SPRT and CUSUM in hidden Markov models

成果类型:
Article
署名作者:
Fuh, CD
署名单位:
Academia Sinica - Taiwan
刊物名称:
ANNALS OF STATISTICS
ISSN/ISSBN:
0090-5364
DOI:
10.1214/aos/1056562468
发表日期:
2003
页码:
942-977
关键词:
corrected diffusion approximations 1st passage times renewal theory random-walks asymptotic expansions stochastic-models channels systems chains EQUATIONS
摘要:
In this paper, we study the problems of sequential probability ratio tests for parameterized hidden Markov models. We investigate in some detail the performance of the tests and derive corrected Brownian approximations for error probabilities and expected sample sizes.
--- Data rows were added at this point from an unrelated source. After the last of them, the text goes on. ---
Issue #721, opened 2022-05-15
Simplify segments rendering UI


tischi:
Should we merge those into one in the GUI?
- Change Opacity Of Non-selected Segments
- Configure Coloring of Selected Segments
- Configure Label Rendering

---

> Yes, I think that would be good. I think "Configure Label Rendering" is a good name for the combined GUI.

tischi:
Working on this here: https://github.com/mobie/mobie-viewer-fiji/pull/722

tischi:
@constantinpape 
We also have:  “Configure Segments Volume Rendering”.

1. Should we also merge this into the "Configure Label Rendering"?
2. Segments or Labels?

constantinpape:
> We also have: “Configure Segments Volume Rendering”.
> 
>     1. Should we also merge this into the "Configure Label Rendering"?

No, I wouldn't merge it; since this is responsible for a different window (i.e. for the 3d viewer instead of the bdv window).

But I agree that we should use the same name everywhere, my vote would be for "Label", i.e.
- "Configure Label Rendering"
- "Configure Label Volume Rendering"

PR #722, opened 2022-05-15
Issue721

tischi:


tischi:
@K-Meech 
This should fix https://github.com/mobie/mobie-viewer-fiji/issues/721.
Could you please check?

K-Meech:
@tischi - I don't think I'll have time to look today (I'm on the microscope). I can probably look tomorrow - if that's not too late? (same for your other PR)

K-Meech (approved):
Looks good to me @tischi ! We need to update the mobie.github.io to match these changes - I can do this. I'll make an issue on that repo.

PR #726, opened 2022-05-17
some new JSON specs

tischi:


tischi:
> I think the name change for "selectedAnnotationIds" to "selectedRegionIds" is missing.

done

constantinpape:
Do you want to go ahead and merge despite failing tests (I guess because most projects in the tests are not updated), or do you want to wait till I have test branches for everything and we make sure that it works for them?
(I could do all the updates later today)

tischi:
I think there anyway is so much changing right now that I will just merge it...

PR #366, opened 2021-10-20
GitHub Pages action

sixy6e:
Some minor changes to get the GitHub Pages action working.  The only page that didn't display any content (apart from a heading) is the `Ifconstats Module` so some refinement is probably still required.

The `conf.py` had to be modified as the commonmark module was causing conflicts with an existing markdown parser. So it could be marked for removal.


mcgarth:
Thanks for the improvements @sixy6e!

Issue #362, opened 2021-10-18
Error Handling: error raise message is incorrect


adeane-ga:
**Very simple problem and fix**
Line 315 of `prepifg_helper.py` has an error exception message that states the wrong case.

https://github.com/GeoscienceAustralia/PyRate/blob/8203989e7d9b675491e79610cff04728d8dc3973/pyrate/core/prepifg_helper.py#L314-L317

Should state:

`ifgxfirst must be less than ifgxlast`

adu461386118:
agree, ifgxfirst and ifgxlast are two longitude values, ifgxfirst should be smaller than ifgxlast,

adeane-ga:
Closing this issue because it was fixed with this merge into develop: https://github.com/GeoscienceAustralia/PyRate/pull/369

Thanks.

Issue #359, opened 2021-10-18
Metadata addition: LOS direction in GeoTIFF metadata


adeane-ga:
**Problem**
When users are interpreting PyRate velocity outputs, it would be useful to quickly be able to query in which direction surface motion can/cannot be observed based on the direction of the LOS observations. Currently a user has to query the `azimuth.tif` file to obtain this information. It would be convenient if one could access the median azimuth angle in the metadata of the GeoTIFFs within the `velocity_dir`. 

**Request**
- have the median azimuth angle of the LOS observation placed into the metadata of the GeoTIFF files in PyRate output. 
- In particular these files:

`velocity_dir/linear_rate.tif`
`velocity_dir/linear_error.tif`
`velocity_dir/linear_rsquared.tif`
`velocity_dir/linear_samples.tif`
`velocity_dir/linear_error.tif`

But potentially in the time series files within `timeseries_dir` directory too.

adeane-ga:
> I believe the average incidence angle is already saved to the interferogram geotiff metadata?

Oh, here I meant the average azimuth angle (azimuth direction of target to sensor). 

My reasoning for the additional metadata here is just so non-experts can have something to refer to independently when investigating the velocity file and have specific infrastructure in question where they may already know the expected direction of motion and whether it may or may not be observed in their velocity file due to the sensing geometry.

adeane-ga:
Closing this issue because it was fixed with this merge into develop: https://github.com/GeoscienceAustralia/PyRate/pull/369

Issue #358, opened 2021-10-18
Metadata addition: reference pixel coordinates to metadata in output files in velocity directory


adeane-ga:
**Problem**
Outside users of PyRate products often only engage with or have access to the results from the velocity directory `velocity_dir`. The files in there are:
- `linear_error.tif`
- `linear_rate.tif`
- `linear_rsquared.tif`
- `linear_samples.tif`

None of these files have the reference pixel coordinates in the GeoTIFF metadata. 

For any practical interpretation of PyRate results, a user needs to know where the reference pixel is. 

Currently it is within the metadata of the time series files (`tscuml_YYYYMMDD-YYYYMMDD.tif` files in `timeseries_dir`), but practically users may only have access to the ultimate velocity results and not engage with time series data. 

**Request**
Simply place the reference pixel coordinates into the GeoTIFF metadata of the files that are output into the velocity directory (like it has been for the time series GeoTIFFs).

adeane-ga:
> I believe the reference pixel coordinates are already saved to the interferogram geotiff metadata, in both X/Y and lat/lon notation.

This is a strange one, because reference pixel metadata is not currently being saved to the GeoTIFFs in the velocity directory. But in some past solutions it has been. So I am not sure what's changed, and I cannot find the section of code that does add reference pixel metadata to the velocity directory files - this current PR is working on it https://github.com/GeoscienceAustralia/PyRate/pull/369.

But, yes the reference pixel metadata is currently being saved to the interferogram and time series GeoTIFFs. This addition is for users who are only looking at the velocity directory files.

adeane-ga:
Closing issue because it was fixed with this merge into develop: https://github.com/GeoscienceAustralia/PyRate/pull/369

PR #369, opened 2021-10-22
Add metadata to output files

adeane-ga:
This is a small PR that adds some simple metadata to the output files in the velocity directory. 

**Specifically**
Here are the three changes and their associated GitHub issues:

1. Add latitude and longitude coordinates of reference pixel to the output GeoTIFFs in `velocity_dir` (https://github.com/GeoscienceAustralia/PyRate/issues/358).

2. Add median azimuth of the LOS vector to the output GeoTIFFS in `velocity_dir` (https://github.com/GeoscienceAustralia/PyRate/issues/359).

3. Just a small correction to an error message which was stating the wrong condition (https://github.com/GeoscienceAustralia/PyRate/issues/362)

In addition to checking that none of these break your processing workflow, here are some things to check regarding  the above points. 

1. Confirm that the reference pixel coordinates are in the output GeoTIFF metadata at the end of processing.
2. At the end of processing, check that the median azimuth is in the output GeoTIFF metadata, or that `NOT COMPUTED` is there in the case that the geometry files are not created. 
3. Just read over the code and confirm if the conditional logic is correct.

### DIFF
--- a/pyrate/core/prepifg_helper.py
+++ b/pyrate/core/prepifg_helper.py
@@ -313,7 +313,7 @@ def _custom_bounds(ifgs, xw, ytop, xe, ybot):
 
     if xe < xw:
         raise PreprocessError('ERROR Custom crop bounds: '
-                              'ifgxfirst must be greater than ifgxlast')
+                              'ifgxfirst must be less than ifgxlast')
 
     for par, crop, orig, step in zip(['x_first', 'x_last', 'y_first', 'y_last'],
                                      [xw, xe, ytop, ybot],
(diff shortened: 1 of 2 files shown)


adeane-ga:
GeoTIFF metadata that is viewable with `gdalinfo` in Linux, is still not viewable with QGIS GUI interface `right click on raster layer => properties => information`. 

Here is one thread which looks like a similar problem, but I still can't determine the issue from it:
https://gis.stackexchange.com/questions/214247/set-raster-metadata-in-gdal-and-view-in-gis-software

This is yet to be resolved, so I guess we could keep this PR open until we figure it is resolved, or we could merge and then list the metadata discrepancy in the issues page so we can come back to it. 

Not sure of the best action.

adeane-ga:
One thought:

is there a difference between using `SetMetadata()` compared to `gdal_edit()`?

adu461386118:
I confirm I can see the reference pixel coordinates within the metadata of output files in velocity directory, also, I think both SetMetadata() and gdal_edit() can do pretty much the same thing, that is to set/edit various information of an existing GDAL dataset, don't really know the difference between them,

s-m-t-c:
I'm going to merge this and document the qgis issue.

PR #376, opened 2022-01-24
Added list creator

s-m-t-c:
This is a small helper script that makes input lists for PyRate based on the output of Gamma.
It also prints the number of files in each category (interferograms, coherence files etc).

If you have a similar script that offers improvements feel free to modify this PR.

### DIFF
--- a/pyrate/core/prepifg_helper.py
+++ b/pyrate/core/prepifg_helper.py
@@ -313,7 +313,7 @@ def _custom_bounds(ifgs, xw, ytop, xe, ybot):
 
     if xe < xw:
         raise PreprocessError('ERROR Custom crop bounds: '
-                              'ifgxfirst must be less than ifgxlast')
+                              'ifgxfirst must be greater than ifgxlast')
 
     for par, crop, orig, step in zip(['x_first', 'x_last', 'y_first', 'y_last'],
                                      [xw, xe, ytop, ybot],
--- a/pyrate/core/refpixel.py
+++ b/pyrate/core/refpixel.py
@@ -20,7 +20,6 @@ of the interferometric reference pixel
 import os
 from os.path import join
 from typing import Tuple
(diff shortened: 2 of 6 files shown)


adeane-ga:
- I've had a look at the PR and can confirm that this functionality does not exist yet, and so it provides a useful addition for users.
- I haven't tested the the script, but it does magic logical sense and shouldn't cause any issues.

mcgarth:
Hi @s-m-t-c, was there a reason you needed to pin a version to GDAL? I remember that we left this blank because the version gets found and updated based on system GDAL found during running of `python setup.py install`. @basaks might remember more...

s-m-t-c:
@mcgarth I was actually just trying to get the CI checks to pass and thought it might be because the GDAL version had changed. This doesn't seem to solve the problem though so I will revert it. Any ideas on why they're failing?

mcgarth:
I think the CI fails are not related to the script addition you have made here. The script is not covered by the test suite (nothing in `utils` dir is covered, and doesn't need to be IMO). I think you can safely revert your branch here back to [3a31a6b](https://github.com/GeoscienceAustralia/PyRate/pull/376/commits/3a31a6bb4fe6e72027f8ee903695d94d88632df5) and merge to `develop` despite the CI fail. After the merge, if `develop` is failing then there will need to be a separate investigation as to why (seems to be related to gdal not getting imported in to test envirnoment)

adu461386118:
-For multi-frames: We currently have a function - pyrate_prep.py. this discovers interferograms and auxiliary files in dz56 for multi-frames and produces pyrate config files and lists in a specified directory. The location is in: /g/data/dg9/INSAR_ANALYSIS/NSW_mosaic_final_2/pyrate_prep.py, 
-For individual frame: I have tested the the script, and confirm it is working properly by providing path to the Gamma folder titled with the frame name

PR #382, opened 2022-03-15
Only run CI on master and develop

richardt94:
The current `build.yml` runs on pushes to all branches, including the `gh-pages` branch which only contains the docs and no actual code, and will therefore always fail CI. It makes more sense to run it only on the "main" branches (`master` and `develop`), especially given the resources consumed by the CI runs.

### DIFF
--- a/.github/workflows/build.yml
+++ b/.github/workflows/build.yml
@@ -5,9 +5,11 @@ on:
   pull_request:
     branches:
       - 'master'
+      - 'develop'
   push:
     branches:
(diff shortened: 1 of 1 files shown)


richardt94:
I also updated the CI workflow names so they're not just all called "Python" - this will make debugging easier if things break on specific python/gdal versions.

mcgarth (approved):
Changes make sense. @adu461386118 to confirm and merge

PR #1552, opened 2024-08-09
Adds jti recommendation

ZPain8464:
This PR adds a tip admonition explaining how the `jti` claim can be used to prevent session replay attempts. 

Page: https://pomerium.com/docs/capabilities/getting-users-identity

Related to https://github.com/pomerium/internal/issues/1876

### DIFF
--- a/content/docs/capabilities/getting-users-identity.md
+++ b/content/docs/capabilities/getting-users-identity.md
@@ -220,6 +220,12 @@ The Pomerium JWT contains at least the following claims:
 | `groups` | The user's group memberships (if supported for the identity provider). |
 | `name` | The user's full name, as specified by the identity provider. |
 
+:::tip Prevent session replay attempts
+
+The `jti` claim (the JWT ID) contains a unique identifier assigned to each Pomerium JWT. You can prevent session replay attempts by implementing a system that monitors `jti` reuse either in real time or by checking session logs.
+
+:::
+
 ### JWT Settings
 
 Use these settings to configure Pomerium to forward the Pomerium JWT to upstream services:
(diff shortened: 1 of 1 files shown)


content/docs/capabilities/getting-users-identity.md
```diff
@@ -220,6 +220,12 @@ The Pomerium JWT contains at least the following claims:
 | `groups` | The user's group memberships (if supported for the identity provider). |
 | `name` | The user's full name, as specified by the identity provider. |
 
+:::tip Prevent session replay attempts
+
+The `jti` claim (the JWT ID) contains a unique identifier assigned to each Pomerium JWT. You can prevent session replay attempts by implementing a system that monitors `jti` reuse either in real time or by checking session logs.
```
ZPain8464, line 225: This might come across as a little prescriptive.  Wondering if we should change it to "One way you can prevent session replay attempts is by..."

kenjenkins: Might make sense to distinguish two cases: prevent vs. detect. If you can check the `jti` value in real time, you may be able to use it to _prevent_ a replay attempt. _Or_, if you log the `jti` value, you can at least _detect_ replayed JWTs after the fact.

kenjenkins, line 225: One other comment — the change to unique `jti` values has been merged but not yet released, so I think this should not be backported to the v0.26 docs site.

We should probably also correct the information in the `jti` row of the table above — in v0.26 and earlier this contains the Pomerium session ID.

ZPain8464: I'll work with that wording. Thanks for the suggestion.

ZPain8464: OK. I'll keep this in mind going forward. I can add the previous session ID description and keep these changes in `main`.

kenjenkins (approved):

PR #1570, opened 2024-08-22
updates vNext versions dropdown label

ZPain8464:
Updates the vNext label in the Docusaurus config file so that it says "upcoming release".  I also updated the latest release label to say "latest release".

### DIFF
--- a/docusaurus.config.js
+++ b/docusaurus.config.js
@@ -57,7 +57,7 @@ const config = {
           },
           versions: {
             current: {
-              label: 'vNext (current)',
+              label: 'vNext (upcoming release)',
               badge: true,
             },
           },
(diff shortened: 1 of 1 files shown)


docusaurus.config.js
```diff
@@ -164,7 +164,7 @@ const config = {
           dropdownItemsAfter: [
             {
               to: 'https://0-26-0.docs.pomerium.com/docs',
-              label: 'v0.26 (latest)',
+              label: 'v0.26 (latest release)',
```
kenjenkins, line 167: Personal preference: I would keep this as just "(latest)" to avoid making the dropdown quite so wide.

kenjenkins (approved):

docusaurus.config.js
ZPain8464: Thanks for the feedback. I agree here. I'll remove "latest".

Asymptotic optimality of the sequential probability ratio test for testing simple hypotheses based on hidden Markov chain data is established. Next, we consider the cumulative sum (CUSUM) procedure for change point detection in this model. Based on the renewal property of the stopping rule, CUSUM can be regarded as a repeated one-sided sequential probability ratio test. Asymptotic optimality of the CUSUM procedure is proved in the sense of Lorden (1971). Motivated by the sequential analysis in hidden Markov models, Wald's likelihood ratio identity and Wald's equation for products of Markov random matrices are also given. We apply these results to several types of hidden Markov models: i.i.d. hidden Markov models, switch Gaussian regression and switch Gaussian autoregression, which are commonly used in digital communications, speech recognition, bioinformatics and economics.